> students use AI as a personalized tutor but still do the assignments themselves.
So your first study actually concludes the opposite. It concluded that all AI users performed worse, but the effect was smaller for students which used AI as a tutor.
The second meta analysis I don‘t quite understand. I understand they conclude that using AI tutor shows significant improvement, but I don‘t understand the methodology. I may be misunderstanding but it seems to simply count papers which shows positive outcomes and reaches conclusion that way. I think that methodology is deeply flawed as it will amplify whichever biases are present in the studies it uses. I also think the lack of control groups is a major issues. If we are comparing AI tutor to nothing, off course the AI tutor is gonna perform better. We need to compare to traditional methods. And this is especially relevant in our discussion because junior developers usually have excellent access to senior developers (via peer review, pair programing, etc.), much better then student’s access to tutors for that matter.
So out of the meta-analysis I picked the paper with the strongest claim (trying to steel-man it) which is this one: https://online-journal.unja.ac.id/JIITUJ/article/view/34809/...
It claims the following in the abstract:
> The results indicated that students employing AI tutors shown significant improvements in problem-solving and personalized learning compared to the control group.
Now when I look at the control group it claims this (also in the abstract):
> Participants were allocated to a control group receiving conventional training and an experimental group utilizing AI technology,
But when I look into the methodology section I see this:
> The researchers classified the patients into two groups: MathGPT and Flexi 2.0
MathGPT and Flexi 2.0 are both AI tutors.
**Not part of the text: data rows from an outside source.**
PR #53, opened 2022-12-23
feat: Implement burn-based vesting for treasury. NTRN-308

albertandrejev:
Treasury tokens are vested based on on-chain activity: burnt_tokens * a_multiplier. The multiplier is an linear function of the supply: while initially, one burnt tokens equals multiple NTRN tokens made liquid, the flow of new tokens into the Treasury progressively slows down until the tokens supply is exhausted and the tokenomy becomes deflationary.

Depends on:
* https://github.com/neutron-org/neutron-dao/pull/15
* https://github.com/neutron-org/neutron/pull/117

### DIFF
--- a/src/helpers/cosmos.ts
+++ b/src/helpers/cosmos.ts
@@ -855,6 +855,20 @@ export class CosmosWrapper {
     return req.data;
   }
 
+  async queryTotalBurnedNeutronsAmount(): Promise<TotalBurnedNeutronsAmountResponse> {
+    try {
+      const req = await axios.get<TotalBurnedNeutronsAmountResponse>(
+        `${this.sdk.url}/neutron/feeburner/total_burned_neutrons_amount`,
+      );
+      return req.data;
+    } catch (e) {
+      if (e.response?.data?.message !== undefined) {
+        throw new Error(e.response?.data?.message);
+      }
+      throw e;
+    }
+  }
+
   async queryTotalSupplyByDenom(
     denom: string,
   ): Promise<TotalSupplyByDenomResponse> {
--- a/src/helpers/cosmos.ts
+++ b/src/helpers/cosmos.ts
@@ -876,20 +876,6 @@ export class CosmosWrapper {
     return req.data;
   }
 
-  async queryTotalBurnedNeutronsAmount(): Promise<TotalBurnedNeutronsAmountResponse> {
-    try {
-      const req = await axios.get<TotalBurnedNeutronsAmountResponse>(
-        `${this.sdk.url}/neutron/feeburner/total_burned_neutrons_amount`,
-      );
-      return req.data;
-    } catch (e) {
-      if (e.response?.data?.message !== undefined) {
-        throw new Error(e.response?.data?.message);
-      }
-      throw e;
-    }
-  }
-
   async queryTotalSupplyByDenom(
     denom: string,
   ): Promise<TotalSupplyByDenomResponse> {
--- a/src/helpers/cosmos.ts
+++ b/src/helpers/cosmos.ts
@@ -126,6 +126,13 @@ export type AckFailuresResponse = {
   };
 };
 
+// TotalBurnedNeutronsAmount is the response model for the feeburner's  total-burned-neutrons.
+export type TotalBurnedNeutronsAmount = {
+  total_burned_neutrons_amount: {
+    coins: ICoin[];
+  };
+};
+
 // Failure represents a single contractmanager failure
 type Failure = {
   address: string;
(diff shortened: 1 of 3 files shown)


src/testcases/treasury.test.ts
```diff
@@ -41,45 +48,92 @@ describe('Neutron / Treasury', () => {
...
+
+        burnedCoins = await getBurnedCoinsAmount(cm, cm.denom);
+        await cm.executeContract(
+          treasury,
+          JSON.stringify({
+            distribute: {},
+          }),
+        );
+        stats = await cm.queryContract(treasury, { stats: {} });
+        expect(stats.total_processed_burned_coins).toEqual(burnedCoins);
```
sotnikov-s, line 99: we test here whether stats' processed burned coins can properly follow the burned coins amount taken from neutron, right? and we assume that with each `executeContract(distribute)` new coins get burned, so this is why the test is named `burned coins increment`. if I get it right, it would be good to also test whether `burnedCoins` increases between calls

src/testcases/treasury.test.ts
```diff
@@ -97,13 +151,13 @@ describe('Neutron / Treasury', () => {
...
       });
       test('payout by unauthorized', async () => {
-        treasury = await setupTreasury(cm, {
-          owner: testState.wallets.neutron.demo1.address.toString(),
-          distributionRate: '0.23',
-          minPeriod: 1000,
-          distributionContract: dsc,
-          reserveContract: reserve,
-        });
+        // treasury = await setupTreasury(cm, {
```
sotnikov-s, line 154: can be removed

src/testcases/treasury.test.ts
```diff
@@ -116,18 +170,59 @@ describe('Neutron / Treasury', () => {
           ),
         ).rejects.toThrow(/unauthorized/);
       });
+
+      test('burned coins amount u32 overflow', async () => {
+        // treasury = await setupTreasury(cm, {
```
sotnikov-s, line 175: can be removed

src/testcases/treasury.test.ts
```diff
@@ -116,18 +170,59 @@ describe('Neutron / Treasury', () => {
...
+        //   owner: testState.wallets.neutron.demo1.address.toString(),
+        //   distributionRate: '0.0',
+        //   minPeriod: 1,
+        //   distributionContract: dsc,
+        //   reserveContract: reserve,
+        // });
+        await cm.msgSend(treasury, '100000');
+        // u32::MAX
+        await cm.simulateFeeBurning(4_294_967_295);
```
sotnikov-s, line 184: but it's not an overflow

Now I am confused, where is the control group and how was this “conventional training conducted”?
The methodology section actually tells a different story from the abstract:
> This research utilized a quantitative methodology via a quasi-experimental design.
By quasi-experimental design they mean that they tested the same students before and after AI intervention. And concluded that the AI tutor helped them improve. Now this is not what control group means, so the researchers are actually lying by omission in the abstract. This is a spectacularly bad experimental design and I wonder how it would pass peer review, so I look at the publisher Jurnal Ilmiah Ilmu Terapan Universitas Jambi. So not exactly a reputable journal.
I still stand by my no evidence for a testable hypotheses. I suspect that your first link is actually correct in that AI is bad for students and just less bad if it is used as a tutor.